**AIM OF THE TASK:**
Repeat the stretch of entries below from the line with "Fixes https://github.com/dart-lang/linter/issues/4311" through the line with "-import 'package:analyzer/dart/element/element.dart';". Include both ends and add nothing.

** RECORDS follows **

PR #4371, opened 2023-05-19
don't overreport `cast_nullable_to_non_nullable` on undefined classes

pq:
See also: https://logs.chromium.org/logs/dart/buildbucket/cr-buildbucket/8780744067138629361/+/u/analyze_flutter_flutter/stdout

/cc @scheglov

### DIFF
--- a/lib/src/rules/cast_nullable_to_non_nullable.dart
+++ b/lib/src/rules/cast_nullable_to_non_nullable.dart
@@ -80,6 +80,7 @@ class _Visitor extends SimpleAstVisitor<void> {
     if (expressionType != null &&
         type != null &&
         expressionType is! DynamicType &&
+        expressionType is! InvalidType &&
         context.typeSystem.isNullable(expressionType) &&
         context.typeSystem.isNonNullable(type)) {
       rule.reportLint(node);
--- a/lib/src/rules/cast_nullable_to_non_nullable.dart
+++ b/lib/src/rules/cast_nullable_to_non_nullable.dart
@@ -77,11 +77,11 @@ class _Visitor extends SimpleAstVisitor<void> {
   void visitAsExpression(AsExpression node) {
     var expressionType = node.expression.staticType;
     var type = node.type.type;
-    if (expressionType != null &&
-        type != null &&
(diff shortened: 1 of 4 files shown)


test/rules/cast_nullable_to_non_nullable_test.dart
```diff
@@ -0,0 +1,39 @@
...
+  test_castNullable() async {
+    await assertDiagnostics(r'''
+String? s;
+var a = s as String; 
+''', [
+      lint(19, 11),
+    ]);
+  }
+
+  @soloTest
```
scheglov, line 29: Remove it?

test/rules/cast_nullable_to_non_nullable_test.dart
```diff
@@ -0,0 +1,39 @@
...
+  test_castNullable_unresolvedType() async {
+    await assertDiagnostics(r'''
+Undefined? s;
```
scheglov, line 32: I think it does not matter whether you put `?` after invalid type.
But this is probably closer to what the actual code has, so makes sense.

lib/src/rules/cast_nullable_to_non_nullable.dart
```diff
@@ -80,6 +80,7 @@ class _Visitor extends SimpleAstVisitor<void> {
     if (expressionType != null &&
         type != null &&
         expressionType is! DynamicType &&
```
scheglov, line 82: It would have been more logical, if we checked all for `expressionType` first, and then `type`.
From performance point of view, neither type will ever be `null`.

scheglov (approved):

test/rules/cast_nullable_to_non_nullable_test.dart
pq: Oh wow. I'm going to write a check for this.  Sorry.

lib/src/rules/cast_nullable_to_non_nullable.dart
pq: Updated. Thanks!

Issue #4311, opened 2023-04-26
unrelated_type_equality_checks should tell us what the types are


Hixie:
I got this error today:
```
   info • Neither type of the operands of '==' is a subtype of the other • lib/src/builder.dart:87:9 • unrelated_type_equality_checks
```
...however, as far as I can tell, they _should_ be the same type, so it'd be really useful if the message told me what the types actually are (or at least, what the analyzer thinks they are).

Hixie:
(As an aside, the actual code was `newAdjustedStatus != adjustStatus` -- it would be nice if the message used `!=` rather than `==` when that was the actual operator used.)

PR #4380, opened 2023-05-23
Print the type names in unrelated_type_equality_checks

srawlins:
# Description

This PR mainly splits the lint message into two, one appropriate for expressions (BinaryExpression with `==` or `!=`) and one appropriate for patterns. In each case, a conscious decision was made to write the "argument" type before the "target" type (approximate terms for the two cases). In particular for patterns, this produces messages like:

> The operand type, 'String', is not a subtype nor a supertype of the value type, 'int'.

I think this is much more readable than printing the target type (value type) first, as the problem likely does not lie with the value type, but with the operand type. But I'm still very open to word-smithing; this one is wordy 🙁 .

Also some tidying:

* Move some utility functions into the `_Visitor`, so as not to pass around the `TypeSystem`.
* Move some utility functions to extensions, for readability.
* Rename `fixNum` to `fixnum`.

Fixes https://github.com/dart-lang/linter/issues/4311

### DIFF
--- a/lib/src/rules/unrelated_type_equality_checks.dart
+++ b/lib/src/rules/unrelated_type_equality_checks.dart
@@ -5,12 +5,10 @@
 import 'package:analyzer/dart/ast/ast.dart';
 import 'package:analyzer/dart/ast/token.dart';
 import 'package:analyzer/dart/ast/visitor.dart';
-import 'package:analyzer/dart/element/element.dart';
 import 'package:analyzer/dart/element/type.dart';
 import 'package:collection/collection.dart';
 
 import '../analyzer.dart';
-import '../extensions.dart';
 import '../util/dart_type_utilities.dart';
 
 const _desc =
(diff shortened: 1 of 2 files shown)


lib/src/rules/unrelated_type_equality_checks.dart
```diff
@@ -196,26 +173,72 @@ class _Visitor extends SimpleAstVisitor<void> {
...
+    var rightOperand = node.rightOperand;
+    if (rightOperand is NullLiteral) return;
+    var leftType = leftOperand.staticType;
+    if (leftType == null) return;
+    var rightType = rightOperand.staticType;
+    if (rightType == null) return;
+
+    if (_nonComparable(leftType, rightType)) {
+      rule.reportLint(
+        node,
```
bwilkerson, line 191: Would it be better to highlight the operator, to reduce the highlight range, or would that be confusing?

lib/src/rules/unrelated_type_equality_checks.dart
```diff
@@ -132,40 +130,19 @@ class DerivedClass2 extends ClassBase with Mixin {}
...
-    !(_isFixNumIntX(leftType) && _isCoreInt(rightType));
-
 class UnrelatedTypeEqualityChecks extends LintRule {
-  static const LintCode code = LintCode('unrelated_type_equality_checks',
-      "Neither type of the operands of '==' is a subtype of the other.",
+  static const LintCode expressionCode = LintCode(
+      'unrelated_type_equality_checks',
+      uniqueName: 'LintCode.unrelated_type_equality_checks_expression',
+      "The right operand type, '{0}', of the equality comparison is not a "
+          "subtype nor a supertype of the left operand type, '{1}'.",
```
bwilkerson, line 138: The message seems a little long and a little formal, so I took a stab at rewriting it. Not sure whether it's better.

The type of the right operand ('{0}') isn't a subtype or a supertype of the left operand ('{1}').

lib/src/rules/unrelated_type_equality_checks.dart
```diff
@@ -132,40 +130,19 @@ class DerivedClass2 extends ClassBase with Mixin {}
...
+      correctionMessage: 'Try changing one or both of the operands.');
+
+  static const LintCode patternCode = LintCode(
+      'unrelated_type_equality_checks',
+      uniqueName: 'LintCode.unrelated_type_equality_checks_pattern',
+      "The operand type, '{0}', is not a subtype nor a supertype of the value "
+          "type, '{1}'.",
```
bwilkerson, line 145: I did the same thing here:

The type of the operand ('{0}') isn't a subtype or a supertype of the value being matched ('{1}').

bwilkerson (approved):
A couple of thoughts, but nothing that requires changes.

lib/src/rules/unrelated_type_equality_checks.dart
srawlins: It would be nice to be smaller. At first I thought the right operand would be a good choice but in `a == b`, the "wrong" value (that the dev will likely change to fix the issue) could be either `a` or `b` (or both, or scrap the whole expression). The operator works, to keep the highlight range small.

** End of RECORDS **

**ANSWER TO THE EXERCISE:**
Fixes https://github.com/dart-lang/linter/issues/4311

### DIFF
--- a/lib/src/rules/unrelated_type_equality_checks.dart
+++ b/lib/src/rules/unrelated_type_equality_checks.dart
@@ -5,12 +5,10 @@
 import 'package:analyzer/dart/ast/ast.dart';
 import 'package:analyzer/dart/ast/token.dart';
 import 'package:analyzer/dart/ast/visitor.dart';
-import 'package:analyzer/dart/element/element.dart';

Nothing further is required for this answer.